Many methods have emerged from agile work that are intended to simplify the implementation of agile principles and values.While some of these methods will probably never prevail in practice, there are others (such as pre-mortem) that one can only hope for that they do it!
In this series we present three agile methods that we are convinced have come to stay:
Pre-mortem: a better way to plan projects
The concept of pre-mortem ("Before Death") takes advantage of the simple psychological fact that our brain is designed, among other things, to anticipate risks in order to & #8211; especially from an evolutionary perspective & #8211; to ensure survival.

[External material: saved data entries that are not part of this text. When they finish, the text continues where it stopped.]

PR #16097, opened 2019-08-01
Add instructions to isolate compute workload

jkupferer:
The current instructions to add infra nodes is not complete without also having instructions describing how to isolate other compute workload to prevent it from running on the new infra nodes.

This PR adds documentation describing how to implement compute nodes with workload isolation using node selectors. While similar functionality could be achieved with taints and tolerations, it is significantly easier to implement in a secure manner with node-selectors. Current OpenShift administrators are also likely to be familiar and comfortable with how to manage node selectors.

### DIFF
--- a/machine_management/creating-infrastructure-machinesets.adoc
+++ b/machine_management/creating-infrastructure-machinesets.adoc
@@ -21,14 +21,21 @@ new MachineSet.
 include::modules/infrastructure-components.adoc[leveloffset=+1]
 
 [id="creating-infrastructure-machinesets-production"]
-== Creating infrastructure MachineSets for production environments
+== Creating infrastructure and compute MachineSets for production environments
 
 In a production deployment, deploy at least three MachineSets to hold
 infrastructure components. Both the logging aggregation solution and
 the service mesh deploy Elasticsearch, and Elasticsearch requires three
 instances that are installed on different nodes. For high availability, install
 deploy these nodes to different availability zones. Since you need different
-MachineSets for each availability zone, create at least three MachineSets.
+MachineSets for each availability zone, create at least three MachineSets with
+role "infra".
+
+Compute nodes are required to isolate workload that should not use the
+infrastructure nodes becaus the default worker machinesets do not produce node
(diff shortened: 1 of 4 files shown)


vikram-redhat:
Related to: https://bugzilla.redhat.com/show_bug.cgi?id=1733230 which I have closed as notabug because we do document taints.

If using node selectors is easier and is supported, we should add this to the docs. 

@kalexand-rh would you have the bandwidth to review? We can then get QE to confirm the described steps work.

kalexand-rh:
@vikram-redhat, I have some priority issues that I need to address, but I will try to move this one forward this week.

jkupferer:
Regarding, https://bugzilla.redhat.com/show_bug.cgi?id=1733230

Taints and toleration, these do not sufficiently isolate workload as currently users can add tolerations for taints including the ability to bypass restrictions and run app workload on the masters:

See: https://bugzilla.redhat.com/show_bug.cgi?id=1729242

jkupferer:
Fixed conflicts, poking this PR again...

vikram-redhat:
@jkupferer sorry for the delay.

@kalexand-rh any chance you could look at this?

vikram-redhat:
@jkupferer do you mind rebasing?

jkupferer:
@vikram-redhat, rebase complete.

jkupferer:
A topic that may require some discussion is the use of labels on machines and machinesets:
```
    machine.openshift.io/cluster-api-machine-role: <role>
    machine.openshift.io/cluster-api-machine-type: <role>
```

The use of these labels is based on the documentation found here: https://github.com/openshift/machine-api-operator

These labels are also set by machines created by the installer, for example:
https://github.com/openshift/installer/blob/master/pkg/asset/machines/openstack/machinesets.go#L51-L55
https://github.com/openshift/installer/blob/master/pkg/asset/machines/aws/machines.go#L61-L65

It isn't clear from those documentation what the specific purpose of these labels are, though it is clearly useful to label machinesets by role in some manner. If these specific labels are not appropriate, some other labels should be shown.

Exactly this ability is applied to projects with Pre-Mortem & #8211; you brainstorm ideas with all project participants to answer the question:
If our project failed, what would that be?
This approach serves to derive project risks optimally, taking into account the experience of all project participants, and to be able to derive appropriate measures.
At the same time, pre-mortems create an atmosphere in which project participants are actively challenged to communicate their ideas, fears and uncertainties. This in turn promotes the psychological safety in the team (according to Google & #8222;Aristotle project& #8220; the secret factor for successful teams).
So everyone in the pre-mortem is asked to think outside the box and uncover potential risks without imposing a uniform perspective on all project participants. This lays the foundation for successful project collaboration (Kahneman, 2011).
Not to be confused: A so-called & #8222;Post-mortem analysis& #8220; again, it is practically the opposite. After a (failed) project, it is about determining how the errors occurred. This retrospective analysis is particularly widespread in chess.
A practical example
With Echometer, too, we use this method both for internal projects and, for example, to prepare for customer appointments. Before customer appointments, we therefore ask each other the questions:
- What is our goal for the appointment?
- If we were not to achieve this goal, what would that be?
- What obstacles could the customer have?
- What can we do to mitigate these risks in advance?
We're certainly not sales professionals, but pre-mortems at least help us get a little bit better every time. We can also compare afterwards which risks have actually occurred and which have not. This is how we develop a feeling for tricky situations and can adapt to it better and better.
In this short lecture (3 minutes) Daniel Kahneman explains personally why Pre-Mortems is one of his favorite methods:
Like Kahneman, we believe that pre-mortems can do a lot of projects out there and project managers can make life a lot easier!
Final notes: In order for a pre-mortem to work well in your team, a certain basis is required psychological security, The 5 team dysfunctions according to Patrick Lencioni are a common example here that can help you create an open discussion culture for it. It's also always worth taking a look at the mindset of team members as another success factor. You can find out how we can help you develop an agile mindset in a team here.
Kahneman, D. (2012). Thinking, Fast and Slow.
Kahneman, D., Lovallo, D. & Sibony, O. (2011). Before you make that big decision & #8230; Harvard Business Review, 89 (6), 50-60.
Klein, G. (2007). Performing a project premortem. Harvard Business Review, 85(9), 18-19.